I am aware that there are more particiapants than show up on the Level 2 Bid/Ask. But I've never had the experience you suggest. I've always had a fill at Ask if indeed I wanted the fill right away and to be done with it. 

OTOH, more often, I will take more time to 'play' the Bid/Ask on a trading day and put in a limit that is about halfway between Bid and Ask. In those scenarios, I sometimes see the Ask go up as a result. Games of course. If it does that, I then lower my Bid as a countermeasure to a penny above the then highest Bid on Level 2 and leave it there. It usually plays out in 2-4 hours, and often within an hour before trading close.


----------



## hboy43 (May 10, 2009)

Limit order provides certainty of price, market provides certainty of quantity (more or less, there might be none on offer). Practically speaking, buying highly liquid stocks and having an average hold time of over a half decade, the last 5 cents does not matter here, so I usually run with a market order.


----------



## humble_pie (Jun 7, 2009)

i do 200-300 trades a year, nearly all option trades, so a dime does make a difference.

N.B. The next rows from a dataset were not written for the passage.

PR #216, opened 2020-03-13
.github: schedule daily Github actions for Rust

dongsupark:
Schedule daily Github actions for creating PRs for upstream Rust releases.

The Github workflow will create pull request for `dev-lang/rust` in `coreos-overlay`. At the same time, it will send a repository dispatch event to `flatcar-linux/portage-stable`, to update also `virtual/cargo`. We need to send different event types to distinguish alpha from edge.

This PR should be merged together with https://github.com/flatcar-linux/portage-stable/pull/28, https://github.com/flatcar-linux/portage-stable/pull/44, https://github.com/flatcar-linux/portage-stable/pull/45, and https://github.com/flatcar-linux/coreos-overlay/pull/221.

### DIFF
--- a/.github/workflows/rust-apply-patch.sh
+++ b/.github/workflows/rust-apply-patch.sh
@@ -2,13 +2,11 @@
 
 set -euo pipefail
 
-branch="rust-${VERSION_NEW}"
+. .github/workflows/common.sh
 
-git -C ~/flatcar-sdk/src/scripts checkout -B "${BASE_BRANCH}" "github/${BASE_BRANCH}"
-git -C ~/flatcar-sdk/src/third_party/portage-stable checkout -B "${BASE_BRANCH}" "github/${BASE_BRANCH}"
+checkout_branches "rust-${VERSION_NEW}"
 
-pushd ~/flatcar-sdk/src/third_party/coreos-overlay >/dev/null || exit
-git checkout -B "${branch}" "github/${BASE_BRANCH}"
+pushd "${SDK_OUTER_SRCDIR}/third_party/coreos-overlay" >/dev/null || exit
 
 updateNeeded=1
 VERSION_OLD=$(sed -n "s/^DIST rustc-\(1.[0-9]*.[0-9]*\).*/\1/p" dev-lang/rust/Manifest | sort -ruV | head -n1)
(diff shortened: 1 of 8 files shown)


dongsupark:
Now this PR depends on https://github.com/flatcar-linux/coreos-overlay/pull/221, as the symlink setup is done by `setup-flatcar-sdk.sh`.

dongsupark:
It turns out, updating Rust to the latest version like 1.42.0 does not always work.
We need to fix a couple of remaining issues, in the current rust toolchains in portage-stable etc, before turning on the automation.
Please do not merge this PR for now.

dongsupark:
Updated the PR. Ready for review.
Now the PR depends on the following PRs as well:
https://github.com/flatcar-linux/portage-stable/pull/44
https://github.com/flatcar-linux/portage-stable/pull/45

.github/workflows/rust-apply-patch.sh
```diff
@@ -0,0 +1,45 @@
+#!/bin/bash
```
marga-kinvolk, line 1: This file is very similar to `docker-apply-patch.sh`, and I assume there will be more `$package-apply-patch.sh` coming... It seems it should be possible to just have a base script that receives a couple of parameters for each package, no?

dongsupark: All right.
I will then try to create `common-apply-patch.sh` that includes common parts.
And make other scripts include the common script.

dongsupark: Done.
Split out common parts to `common.sh`.

.github/workflows/rust-apply-patch.sh
```diff
@@ -0,0 +1,26 @@
...
+popd >/dev/null || exit
+
+popd >/dev/null || exit
+
+generate_patches dev-lang rust Rust
+
+apply_patches
+
+echo ::set-output name=VERSION_OLD::"${VERSION_OLD}"
+echo ::set-output name=UPDATE_NEEDED::"${updateNeeded}"
```
marga-kinvolk, line 26: The other scripts don't have this last line. I see that only the ymls for rust are using this variable for conditionally creating the patches... Is there a reason why the others don't do this?

.github/workflows/rust-apply-patch.sh
marga-kinvolk: Thanks, this looks much better!

.github/workflows/rust-apply-patch.sh
dongsupark: Right. Only rust has `UPDATE_NEEDED`.
There is no specific reason for that. I have only realized we should check if the update is actually needed, so added it only to Rust.

Other actions do not have it. But it has not been an issue, because so far `peter-evans/create-pull-request` simply succeeds, even if no update is needed.

However, it is different in case of Rust, which triggers both `create-pull-request` and `repository-dispatch`. The former will anyway succeed. But the latter will create an unnecessary repository dispatch event, which will create another round of actions on the side of portage-stable. That could really look confusing.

some option trades are in thin markets. Here it's possible to watch the same party testing the water day after day, if he has an unusual number of lots or contracts. Now he's offering his 122 contracts, now he's gone. But two hours later the number of offers suddenly jumps by 122 contracts, at a new higher or lower price. So, he's back ...


----------



## Just a Guy (Mar 27, 2012)

I've always put in market limits. The volume of a small investor is usually pretty insignificant from a market point of view. I usually place my bids on the low side, but not unreasonable and usually have them filled. If I bid to low, I don't get the shares, if I don't I get them at the price I wanted.

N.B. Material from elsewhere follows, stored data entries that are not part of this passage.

PR #229, opened 2020-03-19
coreos-base/oem-packet: Fix TTY for ARM64

pothos:
The default for arm64 is ttyAMA0 but the
c2.large.arm needs ttyS1.

Note: Pick for alpha and edge.


pothos:
Ah, it's actually works but some temporary other problem caused the output to be broken.

PR #237, opened 2020-03-24
profiles: build tracepath in iputils

dongsupark:
Enable a USE flag `tracepath` for iputils to get the `/usr/sbin/tracepath` binary file included in Flatcar images.

Note, the `tracepath` flag is not the same as the existing `traceroute` flag, which enables only `tracerout6`.


pothos:
Does this include the `traceroute` binary which was asked for?

dongsupark:
No, this PR does not include `traceroute`.
However, I assume most users can achieve purpose by running `tracepath` instead of `traceroute`.
`tracepath` is even better, because it does not require root privileges like `traceroute` does.

PR #242, opened 2020-03-24
sys-kernel: Revert to version used in stable

pothos:
Brings to kernel to the version in `origin/build-2345`.


pothos:
Thanks, done!

PR #537, opened 2020-08-20
Update audit to 2.8.5

krnowak:
This PR updates audit package to 2.8.5-r1 from gentoo. Also adds a README to explain the reason for having it in coreos-overlay.

# How to use

See if audit message relevant to selinux show up in journalctl.

# Testing done

Downloaded the image and checked the above.


dongsupark (approved):

pothos (commented):
The import commit didn't delete the existing files which makes it hard to view the downstream patches like the added `audit-rules.tmpfiles` files and so on. I would first clean the folder, then import upstream, and finally apply our downstream patches. Otherwise it's really confusing in the future and archaeology has to start on each update – comments alone don't help as much as a`git diff` can do to see the total sum of downstream changes.

dongsupark (approved):

pothos (approved):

As someone who doesn't like to overpay, I'm perfectly happy with the arrangement. There is no trade, for me, that I'll ever want at any price,


----------



## OnlyMyOpinion (Sep 1, 2013)

This is my approach & experience re/ shares being bought to hold (i.e. put in a limit order at the ask):



AltaRed said:


> If you price them at Ask, yes...to the extent there is enough offered at the Ask price to fill your order. If you only get a partial fill, then revise the price of the remaining part of your order to the next Ask....if you want your order completely filled...


----------



## humble_pie (Jun 7, 2009)

OnlyMyOpinion said:


> This is my approach & experience re/ shares being bought to hold (i.e. put in a limit order at the ask):



but it's so fun figuring out the true value price! which - for moderately or thinly traded stocks - is never the bid nor the ask, but rather is somewhere in between.

as Just a guy says, if one is bidding one sets a lowish price but a price that is still reasonable. IE one concedes a price increment to the counterparty.

exceptions are highly liquid markets where the B/As are only a penny to a few pennies apart. These are not worth bothering with. It's the big spreads that need to be worked up or down into more favourable prices.


----------



## lonewolf (Jun 12, 2012)

If using cycles I use market orders. Market is to be bought or sold @ a precise time so why use price when timing base on time?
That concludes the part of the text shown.